Explained
An ISP proxy combines the two properties operators actually want: an IP address registered to a real ISP (so it carries residential-grade trust with anti-bot systems) and datacenter-grade hosting (so it's fast, stable, and stays the same across sessions). The provider partners with a consumer ISP to obtain blocks of IPs registered under the ISP's name, then hosts those IPs in datacenter infrastructure for performance.
The practical effect is that an ISP proxy looks like a residential IP to the destination site, but behaves like a datacenter proxy in terms of latency and uptime. Unlike residential proxies, which assign a fresh IP per request from a pool of consumer devices, an ISP proxy gives you one fixed IP you keep for as long as you need it.

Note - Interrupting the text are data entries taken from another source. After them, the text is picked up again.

PR #5588, opened 2025-12-11
TRUNK-5466: Add supportsVisits attribute to Location

Akshat-coder2106:
### Description
I have implemented the changes requested in TRUNK-5466 to support the "Visit Location" feature in the core domain model.

**Changes:**
1.  **Java Domain:** Added `private Boolean supportsVisits` field to `Location.java` with Getter/Setter methods.
2.  **Database:** Added a Liquibase changeset to create the `supports_visits` column in the `location` table (default: false).

### Ticket
https://issues.openmrs.org/browse/TRUNK-5466

### Testing
- Ran `mvn clean install -DskipTests` to verify build.
- Ran `mvn test -Dtest="Location*"` to verify unit tests for the modified class.
- Verified that the Liquibase changeset is valid xml.


README.md
```diff
@@ -309,3 +309,5 @@ Talk to us on [OpenMRS Talk](https://talk.openmrs.org/)
 
 [MPL 2.0 w/ HD](http://openmrs.org/license/) © [OpenMRS Inc.](http://www.openmrs.org/)
 
+'HELLO I AM AKSHAT AGRAWAL'
```
vimla01: there’s a small accidental change in **README.md** that should be removed.

adarshiiit0117 (commented):
Using Thread.sleep(10) in a unit test can lead to inconsistent results, especially in slower CI environments. 

Can we avoid timing-based checks here? For example, we could update a field that triggers dateChanged directly, mock the clock, or use a controllable time source.

adarshiiit0117 (commented):
Minor suggestion: instead of relying on after(initialDateChanged), we could assert that dateChanged is updated when calling savePatient, without depending on system time advancing.

PR #5595, opened 2025-12-14
TRUNK-6492: Add filtering methods to Encounter for voided orders and diagnoses.

sagarkhandagre998:
### **Description of what I changed -** 

This PR addresses an inconsistency in the Encounter API where getOrders() and getDiagnoses() return both active and voided items by default, unlike newer Encounter properties such as Conditions and Allergies.

To improve API flexibility while preserving backward compatibility, this change introduces overloaded methods that allow callers to explicitly control whether voided items are included:

**getOrders(boolean includeVoided)
getDiagnoses(boolean includeVoided)**

The existing getOrders() and getDiagnoses() methods were left unchanged to avoid breaking legacy code that depends on direct access to the underlying Hibernate-managed collections.

This allows client code and downstream consumers (including REST) to retrieve only non-voided orders and diagnoses without duplicating filtering logic.
### 
**Issue I worked on**
https://issues.openmrs.org/browse/TRUNK-6418

### Checklist: I completed these to help reviewers :)

- [x]  I have added tests to cover my changes.

- > New unit tests verify that:
-      getOrders(false) excludes voided orders
-      getDiagnoses(false) excludes voided diagnoses

- [x] - Existing behavior of getOrders() and getDiagnoses() remains unchanged.
- [x] - I ran mvn clean package right before creating this pull request and added all formatting changes to my commit.
- [x] - All new and existing tests passed.
- [x] - My pull request is based on the latest changes of the master branch.


api/src/main/java/org/openmrs/Encounter.java
```diff
@@ -487,6 +510,28 @@ public Set<Diagnosis> getDiagnoses() {
...
+	 * @return The set of diagnoses, or an empty set if there are no diagnoses to return.
+	 * @since 3.0.0
+	 */
+	public Set<Diagnosis> getDiagnoses(boolean includeVoided) {
+		if (diagnoses == null) {
+			return new LinkedHashSet<>();
+		}
+		
+		if (includeVoided) {
+			return getDiagnoses();
```
jwnasambu, line 512: Kindly using  getDiagnoses() while the rest of the method accesses diagnoses directly wont' it create inconsistent behavior? It will be better to use a single source of truth (getDiagnoses() assigned once at the top. Kindly @wikumChamith correct me please!

sagarkhandagre998: @jwnasambu did u check the requirement of this pull request ?

wikumChamith:
Can we stick to our existing PR template?

sagarkhandagre998:
> Can we stick to our existing PR template?

Sure @wikumChamith It's my bed.

api/src/main/java/org/openmrs/Encounter.java
```diff
@@ -422,7 +422,30 @@ public Set<Order> getOrders() {
...
+			return new LinkedHashSet<>();
+		}
+		
+		if (includeVoided) {
+			return getOrders();
+		}
+		
+		return orders.stream()
+			.filter(o -> !o.getVoided())
+			.collect(Collectors.toSet());
```
Binayak490-cyber: @sagarkhandagre998, includeVoided=false returns a plain HashSet (unordered) while includeVoided=true returns the original LinkedHashSet (ordered) — the return type is inconsistent between the two branches. Should use Collectors.toCollection(LinkedHashSet::new) to maintain consistent ordering.

api/src/main/java/org/openmrs/Encounter.java
Binayak490-cyber, line 512: The null check accesses the raw diagnoses field directly but the includeVoided=true branch delegates to getDiagnoses() — mixed access from two different sources. Should assign getDiagnoses() once at the top as a single source of truth (as flagged by @jwnasambu ).

api/src/test/java/org/openmrs/EncounterTest.java
```diff
@@ -1422,6 +1441,25 @@ public void hasDiagnosis_shouldReturnFalseIfEncounterDoesNotHaveDiagnosis(){
...
+		
+		Set<Diagnosis> diagnoses = new LinkedHashSet<>();
+		diagnoses.add(active);
+		diagnoses.add(voided);
+		encounter.setDiagnoses(diagnoses);
+		
+		assertEquals(1, encounter.getDiagnoses(false).size());
+		assertEquals(2, encounter.getDiagnoses(true).size());
+	}
+
```
Binayak490-cyber, line 1458: @sagarkhandagre998, No test covers the null collection edge case that the null guard in both methods handles — the guard exists but is completely untested.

This makes ISP proxies the preferred choice for any workflow that needs a stable session: managing multiple accounts on the same platform, running bots that maintain login state, scraping behind authentication, and any task where mid-session IP changes break the workflow. They're also commonly called 'static residential' or 'dedicated residential' proxies.
How It Works
When you connect through an ISP proxy, your traffic exits through one specific IP address that's registered with a real consumer ISP (Comcast, AT&T, Verizon Business, etc.) but physically hosted on the proxy provider's datacenter infrastructure. The destination site does an ASN lookup on the IP, sees a consumer-ISP record, and treats your request as residential traffic.
Because the IP is fixed and dedicated to you (or a small group of users), it doesn't rotate across requests. Sessions, cookies, and any IP-bound authentication state stay intact across as many requests as you make. Operators typically use one ISP proxy per account or per workflow they want to keep clean.